4.3 Depth Consistency Along the Path
The depth consistency along the path of the Bozena-5 is reasonably good. The automatic depth control utilizes the skids on either side of the flail head to control the height of the flail unit from the ground surface. The automatic depth control system on the machine works well except when the skids sink in very loose ground. Two effects may result from this:
1. The penetration in previously flailed ground may be much deeper than intended, requiring a slow forward speed to ensure that the flail does not stall.
2. Overlapping passes on undisturbed ground may result in the overlapping side of the flail sinking in while the other side is well supported. This will result in an inclined cut profile across the width of the machine.
Neither of the above two issues had significant impacts during these tests.
4.4 Mobility
The mobility of the Bozena-5 was not directly tested during this trial series. The Bozena-5 did not have any problems moving around the test site.
4.5 Survivability Test
The CEN Workshop Agreement methodology calls for survivability testing using antipersonnel and/or antitank mines. Antipersonnel mines are required to test all machines for susceptibility to damage from normal operational conditions created by triggering of antipersonnel mines. Machines which are advertised for use against
22 DRDC Suffield TR 2007-279
antitank mines are also required to be tested against antitank mine charges to ensure that they are able to absorb antitank mine blasts without undue levels of damage. Finally, any machine with a human operator onboard is required to be tested against antitank mines to ensure the safety of the operator.

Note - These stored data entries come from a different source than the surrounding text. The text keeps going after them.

PR #1022, opened 2022-12-01
[BIT-601] Scaling law on EMA loss

opentaco:
### [BIT-601] Scaling law on EMA loss

The neural language model scaling law [1] is typically meant to be computed on a loss averaged over the entire training data. Currently it is computed within-batch only, which frequently sees losses below 1.69 (the natural entropy of text).

Here we now compute the scaling law and the resultant effective number of model parameters on the exponentially moving average loss for a server, which should greatly improve the definition of the result.

[1] (OpenAI scaling laws) Kaplan, Jared, et al. "Scaling laws for neural language models." arXiv:2001.08361 (2020)

[BIT-601]: https://opentensor.atlassian.net/browse/BIT-601?atlOrigin=eyJpIjoiNWRkNTljNzYxNjVmNDY3MDlhMDU5Y2ZhYzA5YTRkZjUiLCJwIjoiZ2l0aHViLWNvbS1KU1cifQ


bittensor/_neuron/text/core_validator/__init__.py
```diff
@@ -739,21 +770,25 @@ def weights_table(self, sample_uids, sample_weights, include_uids=None, num_rows
...
                 _neuron_stats[uid]['weight'] = weight
+                uid_weights += [(uid, weight)]
             else:
                 unvalidated += [uid]
 
-        avail_include_uids = None
         if include_uids is not None and num_rows is not None:
-            avail_include_uids = list(set(_neuron_stats.keys()) & set(include_uids))  # exclude include_uids with no stats
+            sorted_uids = sorted(uid_weights, key=lambda tup: tup[1])
+            top_bottom_uids = [_uid for _uid, _ in sorted_uids[:5] + sorted_uids[-10:]]
```
Eugene-hu, line 789: Is there a reason we want to include the bottom uids in the weights table?

Eugene-hu (approved):
LGTM

bittensor/_neuron/text/core_validator/__init__.py
opentaco: Viewing the bottom 5 weights in the validator debug weight table is useful to confirm the exclusion quantile and associated Shapley values, losses, base parameters, and synergy values, which miners can use to choose models for newly registered servers.

opentaco:
### Comparative analysis of BIT-601

We compare the neuron stats of two types of nakamoto validators, one on current master branch, and the other on the BIT-601 branch. The change from master is that BIT-601 now applies the scaling law on the average loss across multiple batches, instead of on each batch_loss separately like master.

**master**: `avg(scaling_law(batch_loss))`
```python
# estimate the effective number of model parameters from the batch_loss
_num_params = scaling_law_loss_to_params(_loss)
```

**BIT-601**: `scaling_law(avg(batch_losses))`
```python
# estimate the effective number of model parameters from EMA loss
_num_params = scaling_law_loss_to_params(torch.tensor(stats['loss_nxt']))
```
We expect a change in `base_params_nxt` and `shapley_values_nxt` from master to BIT-601. We measure the probability distribution shift and see that overall BIT-601 has smaller values.
1. Generally `avg(batch_losses) > 1.69`, because over a lot of batches we start to be limited by the natural entropy of text, which means that BIT-601 will rarely clamp in the scaling law.
2. Frequently `batch_loss < 1.69`, because small individual batches on fine-tuned data can often get the next token prediction correct, which means that master often clamps the scaling law.
3. Generally when `batch_loss < avg(batch_losses)`, then despite clamping on `batch_loss` this inequality still seems to be the case in the result obtained where `base_params_nxt` is then larger in master compared to BIT-601.
4. However, since less clamping happens in BIT-601, we expect a more accurate scoring and separation of model sizes because the noise due to clamping is removed, which means that larger models will be able to separate themselves better.


Screenshot 2022-12-08 at 19 36 47

5. With BIT-601 we observe improved penetration into higher base parameter counts, and we also see less noise between the `loss_nxt` and `base_params_nxt` relationship, compared to master.
6. A small minority of BIT-601 parameter counts are clamped internally at a loss of 1.69, which is relatively acceptable to prevent outliers from getting extremely large parameter counts occasionally when solving tasks they've been fine-tuned on.
7. The EMA window is not really wide enough, and the current task base not novel enough, to naturally achieve the 1.69 limit, so it has to be enforced.

Screenshot 2022-12-09 at 11 54 14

CTRO conducted survivability tests of the Bozena-5 as part of this trial. The results of the explosive tests are shown in Table 4. Some photographs of the damage from the tests are shown in Figures 22 to 26.
The damage from all of the survivability tests was minimal. The TMM-1 anti-tank landmine test resulted in the most damage, although the machine could have been operational with approximately 15 minutes of repairs following that test.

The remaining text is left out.